On page 400, example 6.26, we are asked to analyze a double-balanced circuit on its \(IP_2\).

I don't get where does (6.127) come from. Since there's no explanation on (6.127), I guess this equation is obvious. So I reduce the problem and try to derive it by myself.

The reduced problem is as follows.

\(M_1\) and \(M_2\) are two identical NMOS. \(I_{SS}\) is the biasing current source. \(V_{RF}^{+}+V_{OS1}\) and \(V_{RF}^-\) are differential input voltages. \(V_{OS1}\) is the offset. \(I_{D1}\) and \(I_{D2}\) are drain currents. The goal is to derive differential output current \(I_{D1}-I_{D2}\).

I don't think this is a small-signal model here because in (6.127), it seems that transconductance is not linearized and depends on bias.

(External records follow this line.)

PR #369, opened 2017-02-10
Fix debug hang when watch is defined

### LINKED ISSUE #357: Debugger stops responding after a bit of debugging with watches defined
VS Code 1.8.1, PowerShell ext 0.9.0, Windows 10 AU.

I'm finding that if I have any watch defined, the debugger becomes unresponsive after hitting a few breakpoints.  I didn't see anything obvious in the log file.

[1485651267-212b9958-570a-4602-8228-df639d9e79441485647668037.zip](https://github.com/PowerShell/PowerShellEditorServices/files/737234/1485651267-212b9958-570a-4602-8228-df639d9e79441485647668037.zip)

kapilmb:
Resolves #357

### DIFF
--- a/src/PowerShellEditorServices.Protocol/Server/DebugAdapter.cs
+++ b/src/PowerShellEditorServices.Protocol/Server/DebugAdapter.cs
@@ -678,23 +678,11 @@ namespace Microsoft.PowerShell.EditorServices.Protocol.Server
             }
             else
             {
-                VariableDetailsBase result;
-                if (evaluateParams.Context.Equals("watch", StringComparison.OrdinalIgnoreCase))
-                {
-                    // If we evaluate an expression from a watch context then the server goes into a deadlock.
-                    // So instead, we retrieve the value from already evaluated variables.
-                    result = editorSession.DebugService.GetVariableFromExpression(
+                VariableDetails result =
+                    await editorSession.DebugService.EvaluateExpression(
                         evaluateParams.Expression,
-                        evaluateParams.FrameId);
-                }
-                else
-                {
-                    result =
-                        await editorSession.DebugService.EvaluateExpression(
-                            evaluateParams.Expression,
-                            evaluateParams.FrameId,
-                            isFromRepl);
-                }
+                        evaluateParams.FrameId,
+                        isFromRepl);
 
                 if (result != null)
                 {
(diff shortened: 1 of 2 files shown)


src/PowerShellEditorServices.Protocol/Server/DebugAdapter.cs
```diff
@@ -678,11 +678,23 @@ protected override void Shutdown()
...
             else
             {
-                VariableDetails result =
-                    await editorSession.DebugService.EvaluateExpression(
+                VariableDetailsBase result;
+                if (evaluateParams.Context.Equals("watch", StringComparison.OrdinalIgnoreCase))
+                {
+                    // If we evaluate an expression from a watch context then the server goes into a deadlock.
+                    // So instead, we retrieve the value from already evaluated variables.
+                    result = editorSession.DebugService.GetVariableFromExpression(
```
rkeithhill: Keep in mind that the user can enter arbitrary expressions - not just variable names e.g. `1+1`, `Get-Date`, `$count+10`

daviwil: Yep.  I think it's better if we can figure out a way to deal with the root cause here, I'll chat with Kapil about it when I get to the office later.

kapilmb: Good point. I didn't think about evaluating an arbitrary expression when I found the underlying issue. I would like to think of this as a temporary fix till we figure out the right way to do it. As I have mentioned in `powershellcontext.cs`, the hang is the result of the server trying to acquire a handle to an already occupied runspace and that runspace won't be release till the script finishes execution. But the bigger question to ask is why does vscode send a `watch` evaluation request when the user `continues` and not when the debugger hits a breakpoint, unlike variables, scopes, etc? Something doesn't seem right here.

kapilmb: Made changes to allow arbitrary expression evaluation as before.

daviwil:
I've got a simpler fix for this now, and VS Code team has fixed it on their side as well.  I'll close this PR in favor of the fix that's coming in the interactive console PR.

Thanks for working on this Kapil!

We first write the relation between overdrive voltage and drain current for \(M_1\) and \(M_2\)

\[\begin{align} & I_{D1} = \frac{1}{2}\mu_{n}C_{ox}\frac{W}{L}(V_{GS0}+V_{RF}^++V_{OS1}-V_{TH})^2 \\ & I_{D2} = \frac{1}{2}\mu_{n}C_{ox}\frac{W}{L}(V_{GS0}+V_{RF}^--V_{TH})^2 \end{align}\]

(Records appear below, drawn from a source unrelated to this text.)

PR #370, opened 2017-02-14
Enable formatOnType feature

kapilmb:


src/PowerShellEditorServices/Language/LanguageService.cs
```diff
@@ -569,6 +591,55 @@ public FindOccurrencesResult FindSymbolsInFile(ScriptFile scriptFile)
...
+
+                if (scriptExtent.EndLineNumber == lineNumber)
+                {
+                    return scriptExtent.EndColumnNumber >= columnNumber;
+                }
+
+                return true;
+            }, true);
+
+            if (asts == null || asts.Count() == 0)
```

The differential input voltage is

\[\begin{align} \Delta V_{in} = V_{RF}^+ - V_{RF}^- \end{align}\]

And drain current of \(M_{1}\) and \(M_{2}\) are offered by \(I_{SS}\), i.e

\[\begin{align} I_{D1}+I_{D2} = I_{SS} \end{align}\]

The differential output current is

\[\begin{align} \Delta I_{out} = I_{D1} - I_{D2} \\ \end{align}\]

Replace \(I_{D1}\) and \(I_{D2}\) in \((5)\) using \((1)\) and \((2)\), we have

\[\begin{align} \Delta I_{out} & = \frac{1}{2}\mu_{n}C_{ox}\frac{W}{L}[(V_{GS0}+V_{RF}^++V_{OS1}-V_{TH})^2 - (V_{GS0}+V_{RF}^--V_{TH})^2] \\ & = \frac{1}{2}\mu_{n}C_{ox}\frac{W}{L}(\Delta V_{in}+V_{OS1})(V_{GS0}+V_{RF}^++V_{OS1}-V_{TH}+V_{GS0}+V_{RF}^--V_{TH}) \end{align}\]

\((7)\) is very similar to (6.127) in the book except for the last term.

To make the derivation trivial we rewrite \((7)\) in terms of over overdrive voltages

\[\begin{align} (\underbrace{V_{GS0}+V_{RF}^++V_{OS1}-V_{TH}}_{V_{od,1}}+\underbrace{V_{GS0}+V_{RF}^--V_{TH}}_{V_{od,2}}) = V_{od,1} + V_{od,2} \end{align}\]

Noticing that in (6.127), last term is expressed in terms of \(I_{SS}\) and $ \Delta V_{in}+V_{OS1} = V_{od,1} - V_{od,2}$ (I don't think the sign before \(V_{OS1}\) matters because it is an offset), I guess we can prove this equality, which is

\[\begin{align} V_{od,1} + V_{od,2} = \sqrt{\frac{4I_{SS}}{\mu_{n}C_{ox}\frac{W}{L}}-(V_{od,1} - V_{od,2})^2} \end{align}\]

We can replace \((1)\),\((2)\),\((4)\) in \((9)\)

\[\begin{align} \sqrt{\frac{4I_{SS}}{\mu_{n}C_{ox}\frac{W}{L}}-(V_{od,1} - V_{od,2})^2} & \\ & =\sqrt{\frac{4(I_{D1}+I_{D2})}{\mu_{n}C_{ox}\frac{W}{L}}-(V_{od,1} - V_{od,2})^2} \\ & = \sqrt{2(V_{od,1}^2 + V_{od,2}^2)-(V_{od,1} - V_{od,2})^2} \\ & = \sqrt{(V_{od,1} + V_{od,2})^2} \\ & = (V_{od,1} + V_{od,2}) \end{align}\]

QED